> **Data items**:
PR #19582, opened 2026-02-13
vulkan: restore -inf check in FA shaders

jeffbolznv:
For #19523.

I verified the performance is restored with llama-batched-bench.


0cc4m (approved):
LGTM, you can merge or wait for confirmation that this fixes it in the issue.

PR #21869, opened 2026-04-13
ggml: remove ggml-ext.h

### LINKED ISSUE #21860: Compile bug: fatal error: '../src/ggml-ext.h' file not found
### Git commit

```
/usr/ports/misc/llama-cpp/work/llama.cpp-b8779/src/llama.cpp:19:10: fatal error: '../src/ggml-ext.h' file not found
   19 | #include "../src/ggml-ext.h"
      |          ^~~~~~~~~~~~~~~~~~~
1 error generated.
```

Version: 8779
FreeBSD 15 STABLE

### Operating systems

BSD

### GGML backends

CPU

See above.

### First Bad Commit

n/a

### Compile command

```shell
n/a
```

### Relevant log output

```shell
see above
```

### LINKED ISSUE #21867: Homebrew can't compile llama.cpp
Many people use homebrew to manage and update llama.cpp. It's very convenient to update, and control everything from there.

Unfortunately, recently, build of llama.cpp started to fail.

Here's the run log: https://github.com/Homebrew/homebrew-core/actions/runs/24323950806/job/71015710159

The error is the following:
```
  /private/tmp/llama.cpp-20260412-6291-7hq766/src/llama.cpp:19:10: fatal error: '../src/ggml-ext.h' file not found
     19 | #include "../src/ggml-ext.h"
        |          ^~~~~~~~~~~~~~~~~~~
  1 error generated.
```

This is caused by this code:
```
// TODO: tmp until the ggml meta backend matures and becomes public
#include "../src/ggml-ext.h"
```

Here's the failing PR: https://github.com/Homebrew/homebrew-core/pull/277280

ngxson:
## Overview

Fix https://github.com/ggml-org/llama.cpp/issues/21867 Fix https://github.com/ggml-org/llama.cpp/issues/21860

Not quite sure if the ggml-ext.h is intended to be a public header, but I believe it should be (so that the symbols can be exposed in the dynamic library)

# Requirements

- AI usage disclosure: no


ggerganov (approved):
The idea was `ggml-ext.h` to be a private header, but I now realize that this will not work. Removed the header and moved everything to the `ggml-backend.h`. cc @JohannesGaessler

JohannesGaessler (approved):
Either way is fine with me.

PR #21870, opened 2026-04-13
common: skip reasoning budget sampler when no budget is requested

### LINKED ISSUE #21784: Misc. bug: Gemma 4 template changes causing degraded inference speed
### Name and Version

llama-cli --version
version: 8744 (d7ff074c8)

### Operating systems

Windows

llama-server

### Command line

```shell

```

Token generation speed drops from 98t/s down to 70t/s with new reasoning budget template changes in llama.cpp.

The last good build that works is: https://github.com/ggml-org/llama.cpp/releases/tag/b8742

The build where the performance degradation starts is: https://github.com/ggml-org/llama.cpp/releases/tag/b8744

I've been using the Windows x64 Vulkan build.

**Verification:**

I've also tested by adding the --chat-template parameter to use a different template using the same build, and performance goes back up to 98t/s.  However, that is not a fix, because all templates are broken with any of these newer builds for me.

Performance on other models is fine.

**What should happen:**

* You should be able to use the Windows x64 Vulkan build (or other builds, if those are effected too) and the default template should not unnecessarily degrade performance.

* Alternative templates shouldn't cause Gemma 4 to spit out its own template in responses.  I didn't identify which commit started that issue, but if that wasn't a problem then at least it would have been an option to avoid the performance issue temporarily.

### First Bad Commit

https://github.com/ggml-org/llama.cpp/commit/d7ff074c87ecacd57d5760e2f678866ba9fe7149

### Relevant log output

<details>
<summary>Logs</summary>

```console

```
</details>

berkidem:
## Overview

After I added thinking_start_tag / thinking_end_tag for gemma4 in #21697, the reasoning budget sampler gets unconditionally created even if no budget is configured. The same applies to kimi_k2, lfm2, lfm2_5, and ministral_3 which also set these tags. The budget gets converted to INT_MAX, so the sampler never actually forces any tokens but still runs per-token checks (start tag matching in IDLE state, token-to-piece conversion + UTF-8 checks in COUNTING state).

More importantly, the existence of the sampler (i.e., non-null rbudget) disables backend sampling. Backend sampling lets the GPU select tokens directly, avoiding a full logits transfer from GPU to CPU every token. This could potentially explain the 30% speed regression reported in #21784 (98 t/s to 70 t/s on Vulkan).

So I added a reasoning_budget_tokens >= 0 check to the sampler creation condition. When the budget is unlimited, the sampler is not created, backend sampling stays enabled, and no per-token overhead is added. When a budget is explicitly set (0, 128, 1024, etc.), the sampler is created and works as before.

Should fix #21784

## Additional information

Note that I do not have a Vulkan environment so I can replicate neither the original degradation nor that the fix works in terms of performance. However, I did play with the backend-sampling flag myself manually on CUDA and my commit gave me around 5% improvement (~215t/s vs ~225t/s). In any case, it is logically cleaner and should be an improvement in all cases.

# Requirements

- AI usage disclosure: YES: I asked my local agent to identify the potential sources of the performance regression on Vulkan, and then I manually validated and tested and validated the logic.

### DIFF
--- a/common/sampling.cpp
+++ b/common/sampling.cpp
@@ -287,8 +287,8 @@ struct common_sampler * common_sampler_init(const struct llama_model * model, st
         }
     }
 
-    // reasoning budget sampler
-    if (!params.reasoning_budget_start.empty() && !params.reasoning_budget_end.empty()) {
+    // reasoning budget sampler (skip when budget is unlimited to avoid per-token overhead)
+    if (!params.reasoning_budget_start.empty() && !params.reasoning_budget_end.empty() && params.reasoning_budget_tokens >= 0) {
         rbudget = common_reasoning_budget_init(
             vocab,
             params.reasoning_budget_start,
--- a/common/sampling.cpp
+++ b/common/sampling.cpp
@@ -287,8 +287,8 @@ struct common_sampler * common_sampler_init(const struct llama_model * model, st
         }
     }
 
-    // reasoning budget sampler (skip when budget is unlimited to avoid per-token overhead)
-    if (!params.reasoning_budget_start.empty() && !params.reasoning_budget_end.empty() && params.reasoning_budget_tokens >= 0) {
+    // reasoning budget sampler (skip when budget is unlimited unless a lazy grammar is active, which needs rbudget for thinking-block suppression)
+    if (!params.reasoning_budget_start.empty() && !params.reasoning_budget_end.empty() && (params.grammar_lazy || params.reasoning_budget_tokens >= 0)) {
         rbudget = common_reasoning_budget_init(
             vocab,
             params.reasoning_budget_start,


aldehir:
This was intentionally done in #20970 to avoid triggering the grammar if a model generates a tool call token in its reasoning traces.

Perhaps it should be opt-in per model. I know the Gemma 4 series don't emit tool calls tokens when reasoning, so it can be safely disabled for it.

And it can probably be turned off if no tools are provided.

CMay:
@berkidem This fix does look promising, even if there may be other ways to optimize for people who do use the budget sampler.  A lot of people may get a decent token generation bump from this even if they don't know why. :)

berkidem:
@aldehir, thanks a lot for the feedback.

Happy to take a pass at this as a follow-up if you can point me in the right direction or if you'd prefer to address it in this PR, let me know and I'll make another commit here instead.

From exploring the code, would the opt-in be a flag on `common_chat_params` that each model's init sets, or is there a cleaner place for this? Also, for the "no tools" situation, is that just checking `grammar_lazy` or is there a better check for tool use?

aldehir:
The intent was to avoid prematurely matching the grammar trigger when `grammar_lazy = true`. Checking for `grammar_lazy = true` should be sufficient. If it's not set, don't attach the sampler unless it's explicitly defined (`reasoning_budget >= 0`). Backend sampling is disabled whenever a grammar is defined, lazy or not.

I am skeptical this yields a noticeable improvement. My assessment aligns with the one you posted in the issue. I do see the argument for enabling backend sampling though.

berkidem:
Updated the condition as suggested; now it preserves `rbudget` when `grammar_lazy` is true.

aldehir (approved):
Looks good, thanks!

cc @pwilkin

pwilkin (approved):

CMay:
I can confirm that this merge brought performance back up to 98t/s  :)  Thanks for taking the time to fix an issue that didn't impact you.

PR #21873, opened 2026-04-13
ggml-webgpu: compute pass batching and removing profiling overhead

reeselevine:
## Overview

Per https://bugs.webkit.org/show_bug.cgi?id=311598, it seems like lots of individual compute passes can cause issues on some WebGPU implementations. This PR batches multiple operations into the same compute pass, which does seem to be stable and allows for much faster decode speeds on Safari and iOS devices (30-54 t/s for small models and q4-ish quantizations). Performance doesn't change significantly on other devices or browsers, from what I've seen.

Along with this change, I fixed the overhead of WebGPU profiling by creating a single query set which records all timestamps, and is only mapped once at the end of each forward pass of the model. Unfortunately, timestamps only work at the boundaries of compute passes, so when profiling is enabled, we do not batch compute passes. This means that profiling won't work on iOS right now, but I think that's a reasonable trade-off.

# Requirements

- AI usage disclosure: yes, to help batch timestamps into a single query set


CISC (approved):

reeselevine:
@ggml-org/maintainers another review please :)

> **What to work on**: If a line of the records holds the word "timestamps", count it; report only the total.

> **Task response**: 2